Хаято не кричал, почти не говорил, только иногда, пытаясь успокоить дыхание, сипло шептал непонятные для Ямамото слова. Что-то вроде: «Спаси» или «Убей». Для Хаято, видимо, это значило одно и тоже.
Хаято мучительно выворачивало на ковёр, когда он ночью пытался добраться до ванной. Он тихо скулил, точно брошенный на помойку щенок: обиженный и униженный, бессильный в своей слепой ярости. Ямамото гладил его по спине и дрожащими руками поднимал на ноги; Хаято пошатывался, словно выпил лишнего, и пересохшими губами шептал ругательства на итальянском. Ямамото укладывал его в постель, клал на пылающий лоб мокрое полотенце. Хаято стонал и бредил, цепляясь непослушными пальцами за рубашку Ямамото, а потом тихо-тихо плакал.

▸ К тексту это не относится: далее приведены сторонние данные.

PR #12685, opened 2026-07-09
fix(query-builder): treat take(0) as a limit when joins are present

### LINKED ISSUE #12666: take(0) combined with a join returns ALL rows instead of an empty array
### Description
When `take(0)` is combined with a join (e.g. `leftJoinAndSelect`), the query returns every row instead of an empty result, and `getManyAndCount` reports the full count.

### Root cause
`src/query-builder/SelectQueryBuilder.ts`: the distinct-id paginated-join branch is guarded by a truthiness check -- `if ((this.expressionMap.skip || this.expressionMap.take) && this.expressionMap.joinAttributes.length > 0)`. With `take(0)`, `expressionMap.take === 0` is falsy, so the branch is skipped. Execution falls to the plain path, which builds SQL via `createLimitOffsetExpression` -- but that only copies `skip`/`take` into `offset`/`limit` when `joinAttributes.length === 0`. With a join present, `limit` stays `undefined` -> no `LIMIT` clause -> all rows.

### Steps to reproduce
```ts
const [rows, count] = await ds.createQueryBuilder(Post, "post")
  .leftJoinAndSelect("post.tags", "tags")
  .take(0)
  .getManyAndCount();
// observed: rows.length === (all rows), count === (all)
// expected: rows.length === 0
```
The no-join path correctly emits `LIMIT 0` and returns `[]` (asserted by existing tests); the join case is untested and broken. `skip(0)` with a join is NOT affected (skip 0 is a semantic no-op).

### Suggested fix
Use `!= null` checks (mirroring the `hasLimit`/`hasOffset` helpers already used in `createLimitOffsetExpression`/`lazyCount`) instead of the truthiness check, so `take === 0` triggers the paginated path.

Develop-KIM:
### Description of change

`take(0)` combined with a join (e.g. `leftJoinAndSelect`) returned every row instead of an empty result, and `getManyAndCount` returned all rows as the page.

The join pagination branch in `SelectQueryBuilder` is guarded by `(this.expressionMap.skip || this.expressionMap.take)`. With `take(0)`, `take` is `0` (falsy), so the branch is skipped and execution falls through to the plain path — which only copies `skip`/`take` into `limit`/`offset` when there are no joins. With a join present no `LIMIT` is emitted, so all rows come back. The no-join path already emits `LIMIT 0` and returns `[]`.

The fix detects `take`/`skip` the same way the existing `lazyCount` helper in this file does: `take` is set when it is not `undefined`/`null` (so `0` counts as a limit), and `skip` is set only when it is `> 0` (offset `0` is a no-op, so `skip(0)` keeps returning all rows).

### How I verified

Added `test/github-issues/12666`. On `master` the two `take(0)` assertions fail (3 rows instead of 0); with the fix all pass, and `skip(0)` with a join still returns every row. Full sqlite suite passes (3031 passing, 0 failing).

Fixes #12666

_AI-assisted: drafted with Claude, reviewed and verified by me._

### Pull-Request Checklist

- [x] This pull request links a relevant issue using a closing keyword: `Fixes #12666`
- [ ] Documentation has been updated to reflect this change (`docs/docs/**.md`) — N/A, bug fix with no documented behavior change

### DIFF
--- a/src/query-builder/SelectQueryBuilder.ts
+++ b/src/query-builder/SelectQueryBuilder.ts
@@ -3488,8 +3488,15 @@ export class SelectQueryBuilder<Entity extends ObjectLiteral>
         // where we make two queries to find the data we need
         // first query find ids in skip and take range
         // and second query loads the actual data in given ids range
+        // a take of 0 is a meaningful limit (return no rows), so it must be
+        // detected explicitly rather than through truthiness; a skip of 0 is a
+        // no-op offset, so it is treated as unset (mirrors the checks in lazyCount)
         if (
-            (this.expressionMap.skip || this.expressionMap.take) &&
+            ((this.expressionMap.take !== undefined &&
+                this.expressionMap.take !== null) ||
+                (this.expressionMap.skip !== undefined &&
+                    this.expressionMap.skip !== null &&
+                    this.expressionMap.skip > 0)) &&
             this.expressionMap.joinAttributes.length > 0
         ) {
             // we are skipping order by here because its not working in subqueries anyway
--- a/test/github-issues/12666/entity/Category.ts
+++ b/test/github-issues/12666/entity/Category.ts
@@ -1,0 +1,10 @@
+import { Entity, PrimaryGeneratedColumn, Column } from "../../../../src"
+
+@Entity()
+export class Category {
+    @PrimaryGeneratedColumn()
+    id: number
+
+    @Column()
+    name: string
+}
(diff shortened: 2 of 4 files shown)


Develop-KIM:
Kept the regression test under `test/github-issues/12666/` since that's where issue-specific tests usually go in this repo. Can move it under `test/functional` if you'd prefer.

Develop-KIM:
Reopened as #12763 with the same commit — I'd deleted my fork when I closed this, so GitHub wouldn't let me reopen it here.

Убитый внеземным существом и собственными несчастьями Хаято.
Однажды они сидели в кухне и завтракали — тогда Хаято ещё пробовал следить за собой и ребёнком — как он сказал:
- Это словно растущая планета внутри. А потом я взорвусь.
Ямамото с ужасом смотрел на него, некрасивого, осунувшегося парня с непропорционально большим животом. Ямамото с содроганием подумал о том, что будет с ними дальше. А потом Хаято вновь стошнило, и времени на размышления не осталось.

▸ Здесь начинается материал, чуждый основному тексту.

PR #12687, opened 2026-07-09
fix: honor take(0) when joins are present

### LINKED ISSUE #12666: take(0) combined with a join returns ALL rows instead of an empty array

voladoradepapantla-netizen:
Fixes #12666

Use a nullish check for skip/take in the joined pagination branch so take(0) still routes through the distinct-id path and returns an empty result. Includes a regression test for left joins.

### DIFF
--- a/src/query-builder/SelectQueryBuilder.ts
+++ b/src/query-builder/SelectQueryBuilder.ts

Они жили от утра до утра. В это время боль Хаято притуплялась, и он просто лежал в полудрёме, свернувшись в дрожащий клубок и обнимая тонкими руками живот. Подушка уже была мокрой от пота и слёз. Их Ад, казалось, будет длиться вечно. Ямамото со страхом уходил на учёбу, сердце пропускало удары, когда он представлял, что Хаято может захлебнуться во сне собственной рвотой или вдруг отойдут воды и тщедушное сердце будет биться в агонии, подвывая и сбивая костяшки о спинку кровати. Подрагивающими руками Ямамото поворачивал ключ в замке, разделяя два космоса. Ямамото казалось, что он слышал, как посвистывала, разрастаясь, чёрная воронка за стеной. Там где бился и корчился от иллюзорной боли бродячий щенок по кличке Хаято.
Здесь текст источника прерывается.